Load shedding could shift office space demand from remote to traditional | Everything Property

Load shedding could shift office space demand from remote to traditional

office vacancy


The rate of office vacancies has been decreasing, but there are concerns that economic pressures in 2023 could hinder this trend

South Africa’s office vacancy rate has shown improvement in Q1 2023, following a record high of 16.7% in Q2 2022. The SAPOA Office Vacancy Survey indicates that the overall vacancy rate at the end of Q1 2023 was 15.8%, a decrease of 30 basis points from the previous quarter. The survey, which included 3,108 office properties across 52 nodes and a total gross lettable area of 19.1 million square metres (including properties under construction), provided the most recent data.

In contrast, during Q1 2022, South Africa experienced another record high in office vacancy rates, particularly for prime office spaces, as reported in the SAPOA Office Vacancy Report Q1 2022. The report analysed 3,093 office assets across 52 nodes and a total gross lettable area of 18.8 million square metres.


Vacancy rates declined across all grades, with the B-grade category having the most significant impact on the overall vacancy rate. SAPOA classifies Grade B buildings as generally older, but with accommodation and finishes close to modern standards because of refurbishments and renovations. Other specifications include air conditioning and on-site parking or bays dedicated to the building, a minimum ceiling height, less flexible floorplates, and modest landscaping with minimal exterior space.

Meanwhile, the A-grade vacancy rate reached another all-time high by the end of the quarter. This applies to high-quality properties that provide good access and are professionally managed with continued above-average maintenance. Other requirements include high-quality modern finishes, air conditioning, adequate on-site parking, a well-defined, easily visible entrance, a lobby with clear circulation and high ceilings. Flexible floorplates are likely.  

Meanwhile, John Loos, Property Sector Strategist at FNB Commercial Property Finance, notes that respondents to his Q1 2023 FNB Property Broker Survey have seen a recent decline in vacancy rates across all three major commercial property classes.

Loos questions whether this trend will endure throughout the year. “As of last week, the SARB continues to lift interest rates. The January 2023 50 basis point rate hike brings cumulative rate hiking since late-2021 to 4.25 percentage points. This, along with elevated load shedding and a slower global economy are expected to slow South Africa’s GDP (Gross Domestic Product) growth to a low 0.4%, from 2% last year, dampening the prospects for business capacity expansions and growth in the commercial space,” he says.  
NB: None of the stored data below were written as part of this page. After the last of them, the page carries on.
PR #50, opened 2026-08-26
Window the links listing in SQL instead of loading the catalog

### LINKED ISSUE #45: Links page loads and delta-enriches the whole catalog on every request
Surfaced while reviewing #41. That PR fixes the paginator layout at 4,700 links. The request cost behind the same scenario stays untouched, and it is the next thing to break.

## Path

`src/index.tsx:231` calls `listLinks`, which runs `LinkRepository.list` (`src/db/link-repository.ts:31`):

```ts
const links = await db.prepare("SELECT * FROM links ORDER BY created_at DESC").all<Link>();
const slugs = await db.prepare(`SELECT ... FROM slugs s ORDER BY is_custom ASC, created_at ASC`).all<Slug>();

return (links.results ?? []).map((link) => {
  const linkSlugs = (slugs.results ?? []).filter((s) => s.link_id === link.id);
  return assembleLink(link, linkSlugs);
});
```

No `LIMIT`. Both tables load whole, and the `.filter()` inside the `.map()` rescans every slug per link, so assembly is O(links x slugs). `listLinks` then hands the full set to `ClickRepository.attachLinkDeltasBulk` (`src/db/click-repository.ts:763`), which computes deltas for every row. `LinksPage` sorts in JS and slices 25 out at `src/pages/links.tsx:67`.

At 4,700 links every page view ships 4,700 rows and 4,700 delta computations through the Worker to render 25 of them. The symptom shifts from layout overflow to CPU and subrequest limits.

## Direction

`LinkRepository.recent` (`src/db/link-repository.ts:49`) already demonstrates the bounded shape: a `LIMIT`ed link query, then a second query fetching slugs for only those ids, bucketed into a `Map` keyed by `link_id` so assembly stays O(links + slugs). Its own docstring names `list()` as the counterexample.

Pushing the window into SQL means `LIMIT ? OFFSET ?` plus a `COUNT(*)` to derive `totalPages`. Sorting and the active/disabled filter both move into the query, since neither can run in JS once the page holds a slice instead of the catalog.

Worth sequencing against the admin widget-island migration, which will re-shape this route into an htmx partial.

DennisAlund:
Closes [#45](https://github.com/oddbit/shrtnr/issues/45).

## What was happening

`/_/admin/links` read the whole catalog on every request. `LinkRepository.list` ran an unbounded `SELECT * FROM links` plus an unbounded slug query, then rescanned the full slug set once per link, so assembly was O(links x slugs). `listLinks` handed the entire result to `ClickRepository.attachLinkDeltasBulk`, which computed a delta for every row. `LinksPage` then filtered, sorted and sliced 25 rows out in JSX. At 4,700 links that is 4,700 rows and 4,700 delta computations to render 25.

The search path on the same route was worse: `LinkRepository.search` fanned out one `getById` per match, so a broad search spent a subrequest per matching link.

## What changed

`LinkRepository.page()` puts the window in SQL. Three statements whatever the catalog size:

1. `count()` for the total the page was cut from, which is what `totalPages` needs. `page()` calls it rather than building a second `COUNT`, so the toolbar total and the empty-state count cannot diverge.
2. The windowed link rows: `LIMIT ? OFFSET ?`.
3. The slugs of only those rows, bound to the ids the window returned and bucketed into a `Map` keyed by `link_id` so assembly is O(links + slugs).

Sorting and the active/disabled filter moved into the query, since neither can run in JS once the page holds a slice. Popular ordering reuses the same click filters and `sinceTs` as the rendered `click_count`: both count fragments append one shared `clickWindowSql`, so the ranking and the printed numbers cannot drift apart.

`migrations/0007` adds `idx_links_created_at ON links(created_at DESC, id DESC)`. Without it the windowed query still reported `SCAN l | USE TEMP B-TREE FOR ORDER BY`, so SQLite read and sorted the whole table to hand back 25 rows and the route kept paying for the catalog. The index lets the planner walk in order and stop after `limit + offset` rows. A plan test asserts the temp B-tree is gone and fails if the migration is removed.

`LinkRepository.rows()` is the unbounded sibling of `page()`, for the API and MCP callers that return whole sets. `list`, `search`, `findByOwner` and `findByUrl` all delegate to it, and all four derive their predicate from the same `linkFilterSql` that `page()` uses. That gives search, owner and status one SQL definition instead of two divergent ones, and it removes the `Promise.all(ids.map(getById))` fan-out from every caller, not just the admin page. Each costs two statements whatever the match count.

`attachLinkDeltasBulk` now restricts its group-by to the ids it was handed. Clicks outgrow links, so grouping every click in the range to label 25 rows was the largest scan left in the request. The two window bounds moved inline, the way `clickWindowSql` already inlines `sinceTs`, which frees the whole parameter budget for ids and lets a full 100-row page stay inside it. Past the cap the ids will not bind and a caller passing the whole catalog wants the full aggregate anyway, so that path keeps the unrestricted query.

`listLinksPage()` owns the page arithmetic and every bound on `page` and `per_page`; the route only parses them. It returns `LinksPageData` rather than a `ServiceResult`, since it clamps every input and has no failure to report. `perPage` clamps to `[1, LINKS_MAX_PER_PAGE]`, which is now derived from `LINKS_PER_PAGE_OPTIONS` and pinned under `D1_MAX_BOUND_PARAMS` by a test, so growing the selector cannot outrun the slug query's binds. An out-of-range `page` still lands on the last populated window.

`LinksPage` became presentational. It receives the rows it renders plus `total`, `totalPages` and `emptyReason`, and `pageWindow()` floors all three page inputs the way `paginationItems` already floored its own. `emptyReason` carries the one thing the component cannot see for itself, and it now has three cases rather than two: `no-links`, `all-disabled` and `no-matches`. The service picks between them from an unfiltered catalog count, keyed off the served window rather than the total.

## Behavior

Query params, URLs and copy are unchanged, legacy `show_disabled=1` included. Four deliberate differences:

- **Tie ordering on the API and MCP surfaces changes, and the index is what changes it.** With three links sharing a `created_at` second: pre-branch `ORDER BY created_at DESC` planned as `SCAN links | USE TEMP B-TREE FOR ORDER BY` and returned them oldest first; with `idx_links_created_at` the same SQL plans as an index walk and returns them newest first. The explicit `created_at DESC, id DESC` does not introduce that flip, it pins it. Without the tie-break the index would have reordered API and MCP results with nothing in the code saying so, and it would flip back the day the planner stops choosing that index. Nothing depends on the ordering: the spec's only ordering promise is `BreakdownPage.items`, no SDK README or MCP tool description mentions link ordering, and `GET /api/links` takes only `owner` and `range` with no limit/offset, so unstable ties were producing nondeterministic output rather than corrupting pagination. Observable only for links created in the same second.
- `?filter=disabled` on an all-active catalog used to render "All links are disabled. Toggle Show disabled to see them." It now renders "No links match the current filter." The old copy stated the inverse of the truth and named a toggle the filter chips replaced; the dead `links.showDisabled` key is gone from all three locales.
- `per_page` above 100 clamps to 100. Previously it was unbounded.
- An unrecognized `sort` value now renders as `recent` and marks that chip active, instead of marking neither.

## Tests

38 repository cases across `link-page` (windowing, ordering, the status filter, search, counts, one statement-count test pinning three statements at 5 links and at 60, one asserting the window is computed once), `link-query-cost` (two statements per call for `list`, `search`, `findByOwner` and `findByUrl` at 3 matches and at 40) and `link-page-plan` (the index walk). 14 service cases for clamping, page arithmetic and the three empty reasons. 35 page cases asserting the route renders one window, pages the filtered set, and never claims every link is disabled when none is. 19 unit cases for the page window, the per-page bounds and the shared click-count tail. Full suite: 83 files, 1235 tests, all passing. `tsc --noEmit` clean. `./scripts/spec-hash.sh` matches the three recorded SDK hashes, so no spec drift and no SDK work.

## Follow-ups left alone

Sequencing against the admin widget-island migration, as the issue notes, is untouched: the page is now a pure function of a served window, which is the shape an htmx partial wants.

---
_Generated by [Claude Code](https://claude.ai/code/session_01RApYtwk8yHbC9UNAm4ehMX)_

### DIFF
--- a/src/__tests__/repository/link-page.test.ts
+++ b/src/__tests__/repository/link-page.test.ts
@@ -23,7 +23,12 @@ async function click(slug: string, at: number): Promise<void> {
   ).bind(slug, at).run();
 }
 
-/** Counts prepare() calls so a test can assert cost does not scale with catalog size. */
+/**
+ * Counts the statements a call issues so a test can pin the cost of a page
+ * render. Traps exec() alongside prepare(): batch() composes already-prepared
+ * statements and so is counted through prepare, but exec() takes raw SQL and
+ * would otherwise slip past the count entirely.
+ */
 function countingDb(counter: { n: number }): D1Database {
   return new Proxy(env.DB, {
     get(target, prop, receiver) {
@@ -31,6 +36,12 @@ function countingDb(counter: { n: number }): D1Database {
         return (sql: string) => {
           counter.n++;
           return (target as unknown as D1Database).prepare(sql);
+        };
+      }
+      if (prop === "exec") {
+        return (sql: string) => {
+          counter.n++;
+          return (target as unknown as D1Database).exec(sql);
         };
       }
       const value = Reflect.get(target, prop, receiver);
@@ -72,7 +83,7 @@ describe("LinkRepository.page windowing", () => {
     expect((await LinkRepository.page(env.DB, { limit: -3 })).links).toEqual([]);
   });
 
-  it("costs the same number of queries at 5 links as at 60", async () => {
+  it("costs three statements at 5 links and the same three at 60", async () => {
     await seed(5, "a");
     const small = { n: 0 };
     await LinkRepository.page(countingDb(small), { limit: 25 });
@@ -81,7 +92,11 @@ describe("LinkRepository.page windowing", () => {
     const large = { n: 0 };
     const result = await LinkRepository.page(countingDb(large), { limit: 25 });
 
-    expect(large.n).toBe(small.n);
+    // Pin the absolute count, not just the equality: a regression to thirty
+    // statements per render is equally flat across catalog sizes and would
+    // satisfy an equality assertion on its own.
+    expect(small.n).toBe(3);
+    expect(large.n).toBe(3);
     expect(result.links).toHaveLength(25);
     expect(result.total).toBe(60);
   });
--- a/src/__tests__/repository/link-page.test.ts
+++ b/src/__tests__/repository/link-page.test.ts
@@ -24,23 +24,23 @@ async function click(slug: string, at: number): Promise<void> {
 }
 
 /**
- * Counts the statements a call issues so a test can pin the cost of a page
- * render. Traps exec() alongside prepare(): batch() composes already-prepared
- * statements and so is counted through prepare, but exec() takes raw SQL and
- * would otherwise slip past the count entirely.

Loos says the industrial property sector is the strongest of the three markets. Significant space shortages mean this land is in demand, so the market has “a way to go before seeing its vacancy rates rising.”

Moreover, the brokers’ rating (on a scale of one to 10) of the industrial property rental market activity at 7.3 remains strong, followed by retail’s 6.54 and the office market’s 6.07.

Although the survey highlights a negative office sector reading of -46.5, it is still better than the -37.5 of the prior quarter, which is encouraging for those office landlords who have suffered high vacancy rates in recent years.

Rode’s Report, which analyses and reports on most sectors of the property market in the major, and some secondary, cities in South Africa, indicates a lower national vacancy rate at the end of 2022 compared with the end of 2021. This could result from economic activity and social interaction returning to normal following the 2020 lockdown recession.


According to the brokers surveyed (in the FNB Property Broker Survey), the recovery of business post-Covid-19 in 2021 gave rise to new smaller companies and the expansion of existing operations resulting in the requirement for more space in all three property classes.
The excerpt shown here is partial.